PR #9506, opened 2020-01-24
Properly deal with RunWhitelist/RunBlacklist within MS

### LINKED ISSUE #9501: MS: properly handle SiteBlacklist and RunBlacklist
**Impact of the bug**
ReqMgr2MS

**Describe the bug**
The way it has been implemented:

» **To do**
Return the data exactly. Include every record.

» **Expected answer**
PR #9506, opened 2020-01-24
Properly deal with RunWhitelist/RunBlacklist within MS

### LINKED ISSUE #9501: MS: properly handle SiteBlacklist and RunBlacklist
**Impact of the bug**
ReqMgr2MS

**Describe the bug**
The way it has been implemented:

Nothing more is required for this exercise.